30 Assuming the expression ‘capacity constraints’ as applied to the live broadcasting of AFL matches has a clear meaning, I accept that it is likely that Seven Network and Network Ten have discussed between themselves the nature of the ‘capacity constraints’ currently affecting them and how they affect the ability of each network to utilise any free-to-air AFL rights they may succeed in acquiring. I also recognise that the question of apparent relevance is not easy to resolve given that, by hypothesis, the Court does not know what documents might be produced in answer to the notices to produce. No doubt there is always the chance that a party required to produce a wide class of documents will produce some documents that are capable of being tendered in evidence.
31 Nonetheless, I do not think that production of the documents sought in pars 3, 4 and 5 of the notice to produce, as limited by pars (a) and (b) of the Defined Matters, can be said to be reasonably likely to add to the evidence in the case. The actual arrangement between Seven Network and Network Ten may be relevant to whether it is generally possible for the holder of broadcast rights to sell both free-to-air rights and pay television rights. The agreement might be expected, for example, to include provisions allocating the free-to-air and pay television rights between the two networks (assuming that their bid is successful). The proposed allocation may shed light on the significance and worth of each set of rights to the networks. That in turn may be relevant to the existence of the market pleaded in par 153. But pre-arrangement communications between Seven Network and Network Ten relating to ‘capacity constraints’ or the number of matches to be broadcast live seem to me to be tangential to the market definition issue presented by par 153. The observations of the High Court in Rural Press do not mean that every communication by a party which operates within a particular market is necessarily relevant to the definition of the market.
32 I do not think that pars 190(e) and 190(g) of the FASC advance matters from PBL’s perspective. Paragraph 190(e) alleges that a sports rights holder, in order to maximise its returns, must sell both free-to-air and pay television rights. Neither Seven Network nor Network Ten appears to be a sports rights holder in the sense used by par 190(e). I am not persuaded that production of pre-arrangement communications between these parties relating to the numbers of live AFL matches that can or might be broadcast by them is reasonably likely to add to the evidence concerning the allegation pleaded in par 190(e).
33 Similarly, par 190(g) alleges that Foxtel, as the only purchaser of pay television rights, can exercise considerable control over the terms on which the rights are sold. The fact that Seven Network and Network Ten have entered into an arrangement to bid for the AFL sports rights perhaps could be relevant as tending to show that someone other than Foxtel has the means and ability to bid for Australian sports rights. The terms of the arrangement might also be relevant.

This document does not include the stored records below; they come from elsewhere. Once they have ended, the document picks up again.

Issue #1153, opened 2023-05-18
Implement `__array__()` method for DNDarrays


ClaudiaComito:
**Related**
#1031 

**Feature functionality**
Provide a **view** of the process-local array (a slice of the global array) as a numpy ndarray.

This is very different from the `dndarray.numpy()` method that provides a **copy** of the global array (gathered on each MPI process) as a numpy ndarray.

Potential confusion will be addressed in the documentation. 

**Additional context**
Required for interoperability with the numpy ecosystem including the [xarray](https://docs.xarray.dev/en/stable/user-guide/data-structures.html) library. Missing `__array__` method results in numpy not recognizing the DNDarray as an array object, e.g.:
```
>>> import heat as ht
>>> import numpy as np
>>> a = ht.arange(10)
>>> a
DNDarray([0, 1, 2, 3, 4, 5, 6, 7, 8, 9], dtype=ht.int32, device=cpu:0, split=None)
>>> np.asarray(a)
array([DNDarray(0, dtype=ht.int32, device=cpu:0, split=None),
       DNDarray(1, dtype=ht.int32, device=cpu:0, split=None),
       DNDarray(2, dtype=ht.int32, device=cpu:0, split=None),
       DNDarray(3, dtype=ht.int32, device=cpu:0, split=None),
       DNDarray(4, dtype=ht.int32, device=cpu:0, split=None),
       DNDarray(5, dtype=ht.int32, device=cpu:0, split=None),
       DNDarray(6, dtype=ht.int32, device=cpu:0, split=None),
       DNDarray(7, dtype=ht.int32, device=cpu:0, split=None),
       DNDarray(8, dtype=ht.int32, device=cpu:0, split=None),
       DNDarray(9, dtype=ht.int32, device=cpu:0, split=None)],
      dtype=object)
```
whereas interoperability requires:
```
>>> np.asarray(a)
array([0, 1, 2, 3, 4, 5, 6, 7, 8, 9], dtype=int32)
```

Issue #1031, opened 2022-09-28
Support distribution of `xarray`


ClaudiaComito:
See https://docs.xarray.dev/en/stable/

If I understand correctly, an `xarray` object is made up of the actual `data` array (np.ndarray), and ~~1-D~~ `coordinates` arrays (dictionaries?) that map `data` dimensions and indices to meaningful physical quantities. 

For example, if `xarray` is  a matrix of coordinates `(date, temperature)`, users will be able to perform
```python
mean_temp = xarray['2010_01_01', '2010_12_31'].mean()
```

**Feature functionality**

Enable distribution of xarray object, allow named dimensions, keep track of `coordinates` arrays, one of which will be distributed.

Example, : 
```python
ht_xarray = ht.array(xarray, split="date")
ht_mean_temp = ht_xarray['2010_01_01', '2010_12_31'].mean() # memory-distr. operation
```

Check out Pytorch's [named tensors](https://pytorch.org/docs/stable/named_tensor.html) functionality.

**Additional context**
Initiating collaboration with N. Koldunov @koldunovn at Alfred Wegener Institute (Helmholtz centre for polar and marine research). 
Also interesting for @kleinert-f, @ben-bou
Tagging @bhagemeier for help with implementation.

koldunovn:
Coordinates are not necessarily 1D arrays. For example for curvilinear grids covering the Earth's surface one would have to describe positions of (e.g. centers) of grid points as 2D arrays (one for `lon` and one for `lat`), and coordinate arrays then will be 2D.

ClaudiaComito:
Got it, thanks @koldunovn, edited original post.

ClaudiaComito:
Implementation discussed during devs meeting Sept 28. **Preliminary** scheme:

- introduce `dndarray.coordinates` attribute (default=`None`)
- `ht.array()` to accept `xarray` input, interpret string `split`, populate `dndarray.coordinates`, chunk data AND split coordinate 
- every operation needs to check `if not coordinates:` or similar, quantify and minimize performance hit

@Markus-Goetz FYI

ClaudiaComito:
also tagging @Mystic-Slice as they have shown interest in working on this :wave:

ClaudiaComito:
Interesting discussion over at [array-api](https://github.com/data-apis/array-api/issues/4#issuecomment-1402323325) about **single-node** parallelism, but xarray also mentioned in distributed execution context. 

[...]

PR #1154, opened 2023-05-19
Introduce `DNDarray.__array__()` method

ClaudiaComito:
## Description

This method returns **a view** of the underlying process-local array as numpy ndarray. If the DNDarray is on GPU, the array is copied to CPU first.

With this change, passing a DNDarray to `np.asarray()` returns a valid np.ndarray. This is needed for interoperability with other libraries in the numpy ecosystem.

Basic example with `xarray`:

```
>>> import xarray as xr
>>> import heat as ht
>>> a = ht.arange(10).reshape(5,2)
>>> a
DNDarray([[0, 1],
          [2, 3],
          [4, 5],
          [6, 7],
          [8, 9]], dtype=ht.int32, device=cpu:0, split=None)
>>> xr_a = xr.DataArray(a)
>>> xr_a
<xarray.DataArray (dim_0: 5, dim_1: 2)>
array([[0, 1],
       [2, 3],
       [4, 5],
       [6, 7],
       [8, 9]], dtype=int32)
Dimensions without coordinates: dim_0, dim_1
```

If the DNDarray is distributed, the example above will return an xarray of the local slice of data on each MPI process.

Related: #1031  

Issue/s resolved: #1153 

## Changes proposed:
- Implement `DNDarray.__array__()` method
- Update documentation of `DNDarray.numpy()` method
- Implement tests
-

## Type of change

## Memory requirements

NA
## Performance

NA

## Due Diligence

no

### DIFF
--- a/heat/core/dndarray.py
+++ b/heat/core/dndarray.py
@@ -461,9 +461,10 @@ class DNDarray:
 
     def __array__(self) -> np.ndarray:
         """
-        Returns a view of the process-local array as a numpy ndarray.
+        Returns a view of the process-local array as a numpy ndarray, if the array resides on CPU.
+        Otherwise, it returns a copy of the process-local array as numpy ndarray on CPU.
         """
-        return self.larray.__array__()
+        return self.larray.cpu().__array__()
 
     def astype(self, dtype, copy=True) -> DNDarray:
         """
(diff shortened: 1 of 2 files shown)


mrfh92 (approved):
From my point of view the changes look fine 👍 
Therefore I recommend merging if the CI succeeds.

But the pre-arrangement communications between Seven Network and Network Ten concerning the particular topics identified in pars (a) and (b) of the Defined Matters would seem to have little bearing on the truth or otherwise of the pleaded allegation.
34 I should add that, in any event, as I put to Mr Meagher in argument, the drafting of par (a) of the Defined Matters lacks precision. In my view, the recipients of the notice to produce would be hard pressed to make a judgment as to whether particular communications relate to their ‘capacity’ to broadcast different numbers of live AFL matches. If this is intended to refer to commercial capacity (as apparently is the case), what matters relate to the relevant capacity? Is it purely a question of the availability of particular time slots? Do the matters include the desirability of scheduling so as to protect or promote high-rating programs? Is the network’s general advertising strategy to be taken into account? In my view, a notice to produce incorporating par (a) of the Defined Matters is uncertain in scope and, on the principles to which I have referred, is liable to be set aside as oppressive.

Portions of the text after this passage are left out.